? ?
Lakeshore
An author of no particular popularity

Jay Lake
Date: 2009-04-04 07:07
Subject: [links] Link salad makes crackling breakfast
Security: Public
Tags:cool, culture, links, personal, process, publishing, science, tech, weird, writing
What's the difference between story and plot?io9 is thoughtful.

truepenny on on publishing and series — More thoughtfulness. And definitely read the comments threads with care. What, did they put smart in the 'tubes today?

arcaedia on queries and agents

Dark Roasted Blend with narrow buildings

Giant sea worm infests British aquarium

Google Voice — Some cool tech.

Large ice shelf expected to break from Antarctica — More liberal global warming propaganda from that commie traitor Mother Nature. (Thanks to danjite.)
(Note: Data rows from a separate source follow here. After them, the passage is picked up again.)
PR #4039, opened 2026-09-16
[WIP]: Issue 4037

### LINKED ISSUE #4037: [Bug]: PBL QKE Source Error
# Summary

PBL vertical gradients at the first cell are inconsistent under a surface_layer BC

Version: main @ 42934d88703346b4f608ec307e395652005c393e

## The issue

ComputeVerticalDerivativesPBL (Source/PBL/ERF_PBLModels.H:281) selects a one-sided, boundary-to-center stencil at k == izmin only when the relevant ext_dir_on_zlo flag is set. With zlo.type = surface_layer none of those flags is set, so the first cell falls through to the interior centered stencil and differences against a ghost cell that carries no surface information (FOEXTRAP value).

For potential temperature this yields a gradient that is exactly half the one-sided value. For velocity the stencil collapses to a first-order difference located at z_{klo+1/2} rather than at the cell center.

Where the flags come from

Source/Initialization/ERF_InitBCs.cpp translates zlo.type = surface_layer into:

cell-centered variables (including RhoTheta): ERFBCType::foextrap (~line 733)
tangential u, v: ERFBCType::hoextrap; only the wall-normal component gets ext_dir (~line 525)

So in ComputeQKESourceTerms (Source/PBL/ERF_PBLModels.H:353) the booleans c_ext_dir_on_zlo, u_ext_dir_on_zlo, v_ext_dir_on_zlo are all false, and the k == izmin branches of ComputeVerticalDerivativesPBL are unreachable at zlo. dz_inv.dirichlet_lo is never used there.

Resulting discretization at k = klo

With dz_inv.interior = 1/(2*dz) (PBLDerivativeDzInv_N, ERF_PBLModels.H:416):

Potential temperature. foextrap sets θv(klo-1) = θv(klo), giving
```
dθv/dz|klo = (θv_{klo+1} - θv_{klo}) / (2*dz)
```

This is half the one-sided difference, and contains no information about the surface heat flux.

Velocity. hoextrap at zlo is linear extrapolation, u(klo-1) = 2*u(klo) - u(klo+1) (Source/BoundaryConditions/ERF_BoundaryConditionsXvel.cpp:258). Substituting into the centered stencil, the ghost cancels:

```
du/dz|klo = (u_{klo+1} - u_{klo}) / dz
```

No factor-of-two error, but the natural location of this estimate is z_{klo+1/2}, not z_{klo}, and it still carries no dependence on u*.

## Magnitude

For a neutral log layer the first two cell centers sit at z1 = dz/2 and z2 = 3*dz/2, so the ratio of the discrete velocity gradient to the exact one at z1 is
```
[ln(z2/z1) / (z2 - z1)] / (1/z1) = ln(3)/2 ≈ 0.55
```

independent of dz. Shear production scales as the square, so the first-cell value is roughly 30% of the correct one at every vertical resolution. The halved θ gradient puts first-cell dθv/dz at about ln(3)/4 ≈ 0.27 of the log-layer value.

## Why the BC itself is not the problem

The surface layer is flux-based: SurfaceLayer::compute_SurfaceLayer_bcs (Source/BoundaryConditions/ERF_SurfaceLayer.cpp:803) takes the state as Vector<const MultiFab*> and writes only into Tau_lev / hfx / qfx; it never populates ghost cells. The diffusion operator then substitutes those fluxes directly at the wall face (Source/Diffusion/ERF_DiffusionSrcForState_N.cpp:210, with zflux = 0 for RhoKE), so foextrap is the correct logical BC for the transport terms — as the comment in ERF_InitBCs.cpp notes. The PBL gradient stencil is the one consumer that reads the ghost cell as if it were physically meaningful.

## Scope

ComputeVerticalDerivativesPBL is called from:

Source/Diffusion/ERF_AddQKESources.H (via ComputeQKESourceTerms) — shear and buoyancy production
Source/PBL/ERF_ComputeDiffusivityMYNN25.cpp:146 — also feeds the buoyancy length scale l_B and the stability functions, so Km/Kh at klo inherit the bias
Source/PBL/ERF_ComputeDiffusivityMYNNEDMF.cpp:4332
Source/PBL/ERF_ComputeDiffusivityMRF.cpp:1027,1085
Source/PBL/ERF_ComputeDiffusivityYSU.cpp:235, ERF_ComputeDiffusivityYSUNew.cpp:1799
Source/PBL/ERF_ComputeDiffusivityMYJ.cpp:230

MYNN25 and MYNNEDMF both require zlo.type = surface_layer (TurbChoice::pbl_requires_surface_layer, Source/DataStructs/ERF_TurbStruct.H:352), so this is the only path those models take, not an edge case.

Nothing downstream corrects the first cell: the dirichlet_k pin in Source/TimeIntegration/ERF_SlowRhsPost.cpp:716 is gated on the RANS k-equation and does not apply to MYNN.

## Suggested fix

Add a surface-layer branch at k == izmin that builds the gradients from MOST rather than from ghost cells:

```
du/dz = (u*/(κ z)) φm(z/L) * (u_klo / |U_klo|)      (similarly for v)
dθv/dz = (θ*/(κ z)) φh(z/L)
```

The ingredients are already local in the diffusivity routines — u_star_arr, t_star_arr, q_star_arr, tm_arr and l_obukhov are computed within a few lines of the derivative call in both ERF_ComputeDiffusivityMYNN25.cpp and ERF_ComputeDiffusivityMYNNEDMF.cpp. The QKE path needs more plumbing: ERF_AddQKESources.H currently forwards only tm_arr(i,j,0), so u* and θ* would have to be threaded through Source/Diffusion/ERF_SetupDiff.H into DiffusionSrcForState_{N,S,T}.

A smaller interim step is to pass a surface_layer_on_zlo flag into ComputeVerticalDerivativesPBL and take the existing one-sided branch with dz_inv.dirichlet_lo, which at least removes the factor of two in the θ gradient.

It may also be worth applying the usual MYNN lowest-level QKE surface condition (proportional to B1^(2/3) u*² in the WRF implementation) instead of relying on resolved first-cell production. No such condition is present in ERF today.

### Steps to reproduce

N/A

### Expected behavior

N/A

### Git commit hash

42934d88703346b4f608ec307e395652005c393e

### Environment

N/A

### Relevant logs or output

```shell

```

AMLattanzi:
# Summary
This PR attempts to resolve #4037 .


hgopalan:
@AMLattanzi, I merged this branch (de0de9560) onto #4051 to test it and found a problem in the MRF helper on stretched and terrain-fitted meshes.

In `ApplySurfaceLayerGradientsAtKsrfMRF` (`ERF_ComputeDiffusivityMRF.cpp` L45-47):
```cpp
const Real z_sfc = (use_terrain_fitted_coords)
                 ? Compute_Zrel_AtCellCenter(i, j, ksrf, z_nd_arr) : Real(0);
const Real zrel  = amrex::max(zval - z_sfc, Real(1.0e-4));
```
`Compute_Zrel_AtCellCenter` already returns the cell-centre height above the column's bottom node (`z_cc - z0_cc`). So on the terrain-fitted path `zval` is already the height above the surface, and `z_sfc` here is the first cell's own centre height. At `k == ksrf` that makes `zrel = 0`, which is clamped to 1e-4 m, and the MOST gradients come out about 10^4 times too large. This is the same first-level offset that #4051 (fix 5) took out of the K-profile's linear factor.

**GABLS1** (`Exec/CanonicalTests/ABL/mrf_stable_gabls`, stretched mesh with `erf.initial_dz = 4`, which takes the terrain-fitted path). A debug print in the first cell at the first steps shows `zval = 2`, `dudz = 17180` s⁻¹ (MOST gives about 0.9) and `Km = 15107`, clamped to the 300 m²/s cap. Over the full 9 h:

| | first-cell Kmv | max Kmv | u* |
| --- | --- | --- | --- |
| #4051 without this branch | 0.15 | 2.65 | 0.383 |
| with this branch | 399 (the cap, from the first 10 min on) | 399 | 0.341 |
| with this branch and `zrel = max(zval, 1e-4)` | 0.40 | 2.71 | 0.377 |

With the helper as it is, the same deck run anelastic with explicit diffusion at dt = 1 s aborts (`RhoTheta is negative at 0 0 0`). Uniform flat meshes take the `z_sfc = 0` branch, so they are unaffected.

**Suggested fix:** use `zval` as the height, `const Real zrel = amrex::max(zval, Real(1.0e-4));`. The other helpers look fine: MYJ, MYNN25, MYNNEDMF and YSU pass `zval` directly, and YSUNew subtracts `zib`, which is right for its absolute heights.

?otD: Bacon: animal, mineral or vegetable? Show your work.




4/4/2009
Body movement: 30 minute stationary bike ride
This morning's weigh-in: 219.6
Currently reading: The Confidence-Man: His Masquerade by Herman Melville; Making Money by Terry Pratchett

Originally published at jlake.com.

Post A Comment | 5 Comments | | Flag | Link






Kenneth Mark Hoover
User: kmarkhoover
Date: 2009-04-04 15:34 (UTC)
Subject: (no subject)
Good link for that post on series. I must say, is there anyone out there who can figure out the labyrinthine minds of those who work in marketing? Many of their decisions seem to make no sense whatsoever.
Reply | Thread | Link



Book Universe: MugShotCat
User: bookuniverse
Date: 2009-04-04 21:56 (UTC)
Subject: (no subject)
Keyword:MugShotCat
Just added my own little rant on that topic to the original post. Never mind "First thing we do, let's shoot all the lawyers"... I want the MBAs and Marketing/Sales f*ckwits to be First Up Against The Wall...
Reply | Parent | Thread | Link



ericjamesstone
User: ericjamesstone
Date: 2009-04-04 23:43 (UTC)
Subject: (no subject)
From the ice shelf article:

> Scientists are investigating the causes for the breakups and
> whether it is linked to global climate change.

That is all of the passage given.